Top of Exercise materials

PR #913, opened 2020-05-06
Fixed indexing errors in QuadMesh in python2

philippjfr:
In Python2 QuadMesh aggregation was erroring because the src indexes were floats not integers.

See https://travis-ci.org/github/holoviz/holoviews/jobs/683632264 for the error.


jbednar:
Good catch, thanks!

PR #916, opened 2020-05-13
Implementation of Xiaolin Wu anti-aliased line drawing

esc:
Partially implements https://github.com/holoviz/datashader/pull/916 .


datashader/core.py
```diff
@@ -257,6 +258,8 @@ def line(self, source, x=None, y=None, agg=None, axis=0, geometry=None):
         geometry : str
             Column name of a LinesArray of the coordinates of each line. If provided,
             the x and y arguments may not also be provided.
+        antialias : bool
+            If True, do anti-aliasing.
```
jbednar, line 262:
```suggestion
            If True, draw anti-aliased lines, distributing the aggregate value across neighboring pixels to more closely approximate the line shape. If False, each position on the line affects only a single pixel, resulting in line shapes that are blocky but easier to reason about.
```

datashader/glyphs/line.py
```diff
@@ -547,19 +561,131 @@ def map_onto_pixel(sx, tx, sy, ty, xmin, xmax, ymin, ymax, x, y):
...
+    xend = _draw_endpoint(agg, steep,   (x1, y1), grad)
+    for x in range(xstart, xend):
+        y = int(intery)
+        _draw_pixel(agg, _flipxy(x, y, steep), _myrfpart(intery))
+        _draw_pixel(agg, _flipxy(x, y+1, steep), _myfpart(intery))
+        intery += grad
+
+@ngjit
+def _draw_pixel(agg, px, value):
+    """ Xiaolin Wu utility. """
```
jbednar, line 588:
```suggestion
    """ Xiaolin Wu utility. """
```

It's great for methods to have docstrings, but only if the docstring conveys something beyond what's already clear from the method and class names.

datashader/core.py
esc: Sure!

datashader/glyphs/line.py
esc: Yes, they clearly can't stay like this. I could either remove them or flesh them out a bit more. What is your preference?

esc:
So this is slowly maturing and I wanted to share the script I have been using to test this code:

```python
import xarray as xr
import datashader as ds
import pandas as pd
import numpy as np
from matplotlib.cm import binary

cmap01 =([tuple(v*255. for v in tuple(rgb)[:3])
          for rgb in binary(np.linspace(0, 1))])
cmap02 =([tuple(v*255. for v in tuple(rgb)[:3])
          for rgb in binary(np.linspace(0, 1))])[::-1]
cmap03 = [(x, x, x) for x in np.linspace(0,255, 2**16-1)]
cmap04 = ['gainsboro', 'lightgrey', 'silver', 'darkgrey', 'grey', 'dimgrey']


regaular_cvs = ds.Canvas(plot_width=500, plot_height=500,
                        x_range=(0, 499), y_range=(0, 499))
reduced_cvs = ds.Canvas(plot_width=200, plot_height=200,
                        x_range=(149, 349), y_range=(149, 349))


def draw_line(cvs, p1, p2, antialias):
    xs, ys = np.array([p1[0], p2[0]]), np.array([p1[1], p2[1]])
    points = pd.DataFrame({'x': xs, 'y': ys, 'val': 5.0})
    return cvs.line(points, 'x', 'y', agg=ds.reductions.max("val"),
                    antialias=antialias)


def draw_lines(cvs, points, antialias):
    aggs = []
    for ((x1, y1), (x2, y2)) in points:
        aggs.append(draw_line(cvs, (x1, y1), (x2, y2), antialias))
    return xr.concat(aggs, 'stack').sum(dim='stack')


def draw_multi_segment_line(cvs, points, antialias):
    x, y = [], []
    for (x1, y1) in points:
        x.append(x1)
        y.append(y1)
    xs, ys = np.array(x), np.array(y)
    points = pd.DataFrame({'x': xs, 'y': ys, 'val': 5.0})
    agg = cvs.line(points, 'x', 'y', agg=ds.reductions.max("val"),
                    antialias=antialias)
    # This is required for the line to render properly
    return xr.concat([agg], 'stack').sum(dim='stack')


def draw_image(aggregators, cmap=cmap01, filename='test.png'):
    img = ds.transfer_functions.shade(aggregators, cmap=cmap)
    img = ds.transfer_functions.set_background(img, '#ffffff')
    print("Saving: ", filename)
    img.to_pil().save(filename)


def test_001():
    points = []
    for a in range(10, 550, 60):
        points.append(((10, 10), (490, a)))
    return points, "test_001"

def test_002():
    points = []
    for a in range(10, 550, 60):
        points.append(((10, 10), (a, 490)))
    return points, "test_002"

def test_003():
    points = []
    for a in range(10, 550, 60):
        points.append(((490, 490), (10, a)))
    return points, "test_003"

def test_004():
    points = []
    for a in range(10, 550, 60):
        points.append(((490, 490), (a, 10)))
    return points, "test_004"

def test_005():
    points = [
        ((10, 10),  (10, 490)),
        ((10, 490), (20, 10)),
        ((20, 10),  (20, 490)),
        ((20, 490), (40, 10)),
        ((40, 10),  (40, 490)),
        ((40, 490), (80, 10)),
        ((80, 10),  (80, 490)),
        ((80, 490), (160, 10)),
        ((160, 10), (160, 490)),
        ((160, 490),(320, 10)),
        ((320, 10), (320, 490)),
        ((320, 490),(490, 10)),
        ((490, 10), (490, 490)),
    ]
    return points, "test_005"

def test_006():
    points = [
        (10, 10),
        (10, 490),
        (20, 10),
        (20, 490),
        (40, 10),
        (40, 490),
        (80, 10),
        (80, 490),
        (160, 10),
        (160, 490),
        (320, 10),
        (320, 490),
        (490, 10),
        (490, 490),
    ]
    return points, "test_006"


antialias_options = ((True, "antialias"), (False, "noaa"))
canvas_options = ((regaular_cvs, "normal"), (reduced_cvs, "clipped"))

for antialias, aa_descriptor  in antialias_options:
    for canvas, canvas_descriptor in canvas_options:
        for func in (test_001, test_002, test_003, test_004, test_005):
            points, name = func()
            aggregators = draw_lines(canvas, points, antialias)
            draw_image(aggregators,
                       filename=f"{name}_{aa_descriptor}_{canvas_descriptor}.png")

        for func in (test_006, ):
            points, name = func()
            aggregator = draw_multi_segment_line(canvas, points, antialias)
            draw_image(aggregator,
                    filename=f"{name}_{aa_descriptor}_{canvas_descriptor}.png")

```

esc:
The test basically produces a set of test images from a matrix of combinations.

esc:
I'm going to rebase this now.

setup.py
```diff
@@ -44,7 +44,8 @@
         'nbsmoke[all] >=0.4.0',
         'fastparquet >=0.1.6',  # optional dependency
         'holoviews >=1.10.0',
-        'pyarrow'
+        'pyarrow',
+        'netcdf'
```
jbednar, line 48:
```suggestion
        'netcdf4'
```

jbednar: (May fix the tests...)

esc: I'll give it a try

esc:
It seems like the tests are now failing with legitimate errors, I'll investigate.

esc:
This PR will likely need a more recent Numba. I think it will not pass, until 0.51.0 becomes available from the defaults channel on anaconda.org

esc:
I used an f-string in my antialias PR, now the 2.7 build is unhappy, does datashader still supp. 2.7? I think Datashader should probably orient itself along Numpy.

jlstevens:
Tests now passing other than the py2 tests which won't work with the required numba version for antialiasing.

jlstevens:
I have checked out this fork and can confirm everything is working well for the examples generated by the test script. 

One thing I noticed is that the test data is rather large 14MB and I think it would be fine to regenerate the data with a 10x reduction in size for the canvas in each direction (i.e using 50x50 and 20x20 arrays). Looking at the PNG images clearly shows the effect of antialiasing and I think this would be a more suitable test data set (~400KB).

Overall, the main thing to discuss before merging this PR is the required numba version (0.51.0, released on August 12) which is very recent, not yet available on the defaults channel and would require us to drop python 2 (this PR fails to compile for numba versions prior to 0.49 and 0.47 is the last version that supports python 2).

philippjfr:
My suggestion is to keep the old code for the line rendering algorithm and conditionally use that for older numba releases. We can then drop py2 and this old code branch in the same release. Also not comfortable dropping support for old numba at this point since 0.48 and 0.51.0 are the only releases that actually work properly and 0.51.2 is not yet released.

esc:
@jlstevens @philippjfr thanks for the feedback, I'll patch it up accordingly soon.

jlstevens:
I've been trying to see how antialising affects the datashader [Trimesh example](https://datashader.org/user_guide/Trimesh.html) but without success:

image

image

As printed, the top version has antialiasing on (i.e `cvs.line` with `antialising=True`) and the bottom has it off (i.e `cvs.line` with `antialising=False`).  Unfortunately, I can't see the difference as both seem to have about the same number of jaggies!

I tested that I am using this PR by running the script posted above which does show a difference in that case (antialiased on the left in case it wasn't obvious):

image

I wonder what is different about the use of `cvs.line` that makes the benefit of antialiasing obvious in the test case but not the trimesh case...

philippjfr:
Is antialiasing implemented for all line rendering modes such as `LineAxis1` (which is what we use for rendering trimesh vertices in HoloViews at least)?

jlstevens:
After a little bit of discussion, this is my understanding about why the trimesh isn't being antialiased:

1. `LineAxis1` *does* have an antialiasing implementation but only the `sum` and `max` aggregators are supported.
2. For this example, only the `count` and `any` aggregators can be used which means antialiasing cannot be applied (as there is no value column).

Unfortunately, I think this example represents a common use case where people use datashader to visualize dense trimeshes (which won't necessarily have a value column).

esc:
I updated the sizes of the test-data and replaced the large files in the git history using rebase, hence the force push.

The file sizes are now:

```
💣 zsh» ls -lah datashader/tests/data/*.{png,nc}                                                                                                                   :(
-rw------- 1 vhaenel staff 9.2K Sep  4 13:54 datashader/tests/data/test_001_antialias_clipped.nc
-rw------- 1 vhaenel staff  432 Sep  4 13:54 datashader/tests/data/test_001_antialias_clipped.png
-rw------- 1 vhaenel staff  19K Sep  4 13:54 datashader/tests/data/test_001_antialias_normal.nc
-rw------- 1 vhaenel staff 1.2K Sep  4 13:54 datashader/tests/data/test_001_antialias_normal.png
-rw------- 1 vhaenel staff 9.2K Sep  4 13:54 datashader/tests/data/test_001_noaa_clipped.nc
-rw------- 1 vhaenel staff  203 Sep  4 13:54 datashader/tests/data/test_001_noaa_clipped.png
-rw------- 1 vhaenel staff  19K Sep  4 13:54 datashader/tests/data/test_001_noaa_normal.nc
-rw------- 1 vhaenel staff  560 Sep  4 13:54 datashader/tests/data/test_001_noaa_normal.png
-rw------- 1 vhaenel staff 9.2K Sep  4 13:54 datashader/tests/data/test_002_antialias_clipped.nc
-rw------- 1 vhaenel staff  412 Sep  4 13:54 datashader/tests/data/test_002_antialias_clipped.png
-rw------- 1 vhaenel staff  19K Sep  4 13:54 datashader/tests/data/test_002_antialias_normal.nc
-rw------- 1 vhaenel staff 1.1K Sep  4 13:54 datashader/tests/data/test_002_antialias_normal.png
-rw------- 1 vhaenel staff 9.2K Sep  4 13:54 datashader/tests/data/test_002_noaa_clipped.nc
-rw------- 1 vhaenel staff  196 Sep  4 13:54 datashader/tests/data/test_002_noaa_clipped.png
-rw------- 1 vhaenel staff  19K Sep  4 13:54 datashader/tests/data/test_002_noaa_normal.nc
-rw------- 1 vhaenel staff  479 Sep  4 13:54 datashader/tests/data/test_002_noaa_normal.png
-rw------- 1 vhaenel staff 9.2K Sep  4 13:54 datashader/tests/data/test_003_antialias_clipped.nc
-rw------- 1 vhaenel staff  487 Sep  4 13:54 datashader/tests/data/test_003_antialias_clipped.png
-rw------- 1 vhaenel staff  19K Sep  4 13:54 datashader/tests/data/test_003_antialias_normal.nc
-rw------- 1 vhaenel staff 1.2K Sep  4 13:54 datashader/tests/data/test_003_antialias_normal.png
-rw------- 1 vhaenel staff 9.2K Sep  4 13:54 datashader/tests/data/test_003_noaa_clipped.nc
-rw------- 1 vhaenel staff  202 Sep  4 13:54 datashader/tests/data/test_003_noaa_clipped.png
-rw------- 1 vhaenel staff  19K Sep  4 13:54 datashader/tests/data/test_003_noaa_normal.nc
-rw------- 1 vhaenel staff  593 Sep  4 13:54 datashader/tests/data/test_003_noaa_normal.png
-rw------- 1 vhaenel staff 9.2K Sep  4 13:54 datashader/tests/data/test_004_antialias_clipped.nc
-rw------- 1 vhaenel staff  506 Sep  4 13:54 datashader/tests/data/test_004_antialias_clipped.png
-rw------- 1 vhaenel staff  19K Sep  4 13:54 datashader/tests/data/test_004_antialias_normal.nc
-rw------- 1 vhaenel staff 1.1K Sep  4 13:54 datashader/tests/data/test_004_antialias_normal.png
-rw------- 1 vhaenel staff 9.2K Sep  4 13:54 datashader/tests/data/test_004_noaa_clipped.nc
-rw------- 1 vhaenel staff  181 Sep  4 13:54 datashader/tests/data/test_004_noaa_clipped.png
-rw------- 1 vhaenel staff  19K Sep  4 13:54 datashader/tests/data/test_004_noaa_normal.nc
-rw------- 1 vhaenel staff  454 Sep  4 13:54 datashader/tests/data/test_004_noaa_normal.png
-rw------- 1 vhaenel staff 9.2K Sep  4 13:54 datashader/tests/data/test_005_antialias_clipped.nc
-rw------- 1 vhaenel staff  285 Sep  4 13:54 datashader/tests/data/test_005_antialias_clipped.png
-rw------- 1 vhaenel staff  19K Sep  4 13:54 datashader/tests/data/test_005_antialias_normal.nc
-rw------- 1 vhaenel staff 1.4K Sep  4 13:54 datashader/tests/data/test_005_antialias_normal.png
-rw------- 1 vhaenel staff 9.2K Sep  4 13:54 datashader/tests/data/test_005_noaa_clipped.nc
-rw------- 1 vhaenel staff  139 Sep  4 13:54 datashader/tests/data/test_005_noaa_clipped.png
-rw------- 1 vhaenel staff  19K Sep  4 13:54 datashader/tests/data/test_005_noaa_normal.nc
-rw------- 1 vhaenel staff  368 Sep  4 13:54 datashader/tests/data/test_005_noaa_normal.png
-rw------- 1 vhaenel staff 9.2K Sep  4 13:54 datashader/tests/data/test_006_antialias_clipped.nc
-rw------- 1 vhaenel staff  285 Sep  4 13:54 datashader/tests/data/test_006_antialias_clipped.png
-rw------- 1 vhaenel staff  19K Sep  4 13:54 datashader/tests/data/test_006_antialias_normal.nc
-rw------- 1 vhaenel staff 1.3K Sep  4 13:54 datashader/tests/data/test_006_antialias_normal.png
-rw------- 1 vhaenel staff 9.2K Sep  4 13:54 datashader/tests/data/test_006_noaa_clipped.nc
-rw------- 1 vhaenel staff  139 Sep  4 13:54 datashader/tests/data/test_006_noaa_clipped.png
-rw------- 1 vhaenel staff  19K Sep  4 13:54 datashader/tests/data/test_006_noaa_normal.nc
-rw------- 1 vhaenel staff  334 Sep  4 13:54 datashader/tests/data/test_006_noaa_normal.png
```

esc:
The total size of the test data for this PR is now at `884K`.

datashader/glyphs/line.py
jbednar: More info would be great.

esc:
@jlstevens this is ready for the next round of reviews. I fixed an off-by-on-error and fixed the code to work/compile with older Numba versions. So the tests now pass on Numba 0.48.0 but w/o anti-aliasing and pass, with anti-aliasing, on Numba 0.51.2. So it's probably worth checking both those Numba versions manually during testing.

esc:
@jbednar it might do, yes. I think the only way to circumvent that, I can think of right now, is to always use a 'safe draw pixel'.

esc:
@jbednar it might be possible to craft a test case for this.

jbednar:
Maybe do unsafe_draw_pixel for `start:end-1`, then do safe_draw_pixel for `end-1:end`?

esc:
> Maybe do unsafe_draw_pixel for `start:end-1`, then do safe_draw_pixel for `end-1:end`?

The y-value isn't looped over but determined from the x-value -- so that proposed solution is not feasible, I think.

jlstevens:
Travis tests are passing and I've checked that 0.47 seems to be working fine as long as you don't try to use antialiasing.

esc:
Commit https://github.com/holoviz/datashader/pull/916/commits/c3ac6191c29199ec5a16dd93390c1ad875d3e7ad adds a test case for lines on the edges:

Anti-aliased:
 
test_007_antialias_normal

Non anti-aliased:

test_007_noaa_normal

As you can see, the lines at the edges will be drawn using the "inner two pixels" as it were. So it will always use pixels with coordinates inside the canvas. This is especially well visible in the anti-aliased example above.

jlstevens:
Looks good to me! @jbednar ?

jbednar:
@esc , I'm a bit confused. The anti-aliased line looks great in the above screenshot, and indeed I can see that when connecting a line segment between (x1,y1) and (x2,y2), where x1,y2,y1,y2 are chosen as the centers of pixels, the antialiased bits are contained within the inclusive ranges (x1:x2, y1:y2). I.e., there shouldn't be any out-of-bounds drawing in that case.  But wasn't 
https://github.com/holoviz/datashader/pull/916/commits/7729722caa89bdf1715bad0fe8af3875675eb653 designed to catch such out-of-bounds drawing, indicating that it was still happening?  Seems like it can't be both ways, i.e. that edges will always be drawn with the "inner two pixels" and that https://github.com/holoviz/datashader/pull/916/commits/7729722caa89bdf1715bad0fe8af3875675eb653 is needed.

To me it seems like there will always be the potential for out of bounds drawing when antialiasing is used.  E.g. if the bounds covers the inclusive range (-1:1,-1:1), what happens for a horizontal line segment starting at (-1,0.9999995) and ending at (1,0.9999999)? Towards the end point, isn't most of the weight of those last few pixels going to be out of bounds, and thus won't the antialiasing code try to draw it there unless explicitly cropped?

esc:
Following up on this: the anti-alias implementation uses the existing `liang-barsky` algorithm to clip the line inside the viewport/canvas. So, I believe that cropping is actually a built-in feature of the current framework and thus is (currently) non-optional. So, none of the line drawing algorithms will try to draw out of bounds, except the anti-aliasing one if and only if it is a straight line, and in this case, only empty/white pixels will be drawn out of bounds and this is the specialized condition that 7729722 addresses.

stuartarchibald:
@esc perhaps try https://github.com/stuartarchibald/datashader/commit/b59757d97778d1a30bed16c3c9351d30ff228c7d to remove the restriction on Numba version.

datashader/glyphs/line.py
esc: I will resolve this now as the code in question no longer exists.

esc:
@stuartarchibald thanks, I cherr-picked the commit locally and ran the tests with Numba 0.48.0 and 0.51.2 with and w/o JIT enabled and they passed in all instances. Thank you!

stuartarchibald:
> @stuartarchibald thanks, I cherr-picked the commit locally and ran the tests with Numba 0.48.0 and 0.51.2 with and w/o JIT enabled and they passed in all instances. Thank you!

No worries :)

jlstevens:
If no one knows yet, I'll check if 0.47 in particular works as that is our main Python 2 version for datashader...

stuartarchibald:
Think flake8 compliance is broken https://travis-ci.org/github/holoviz/datashader/jobs/726274853#L1705-L1706

jlstevens:
For reference:

```
./datashader/core.py:17:1: F401 '.utils.numba_version' imported but unused
./datashader/glyphs/line.py:7:1: F401 'datashader.utils.numba_version' imported but unused
./datashader/tests/test_antialias.py:124:1: F401 'pytest' imported but unused
```

I made these fixes myself then realized I couldn't push to the fork!

esc:
flake8 fixed and rebased.

esc:
With a newer Numba, the tests also pass on Windows. With the old 0.48 the tests fail on Windows.

esc:
🎉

Bottom of Exercise materials

### Task prompt
Read through the entries above and copy each line that has the string "remove" in it.

### Output of the task
esc: Yes, they clearly can't stay like this. I could either remove them or flesh them out a bit more. What is your preference?
@esc perhaps try https://github.com/stuartarchibald/datashader/commit/b59757d97778d1a30bed16c3c9351d30ff228c7d to remove the restriction on Numba version.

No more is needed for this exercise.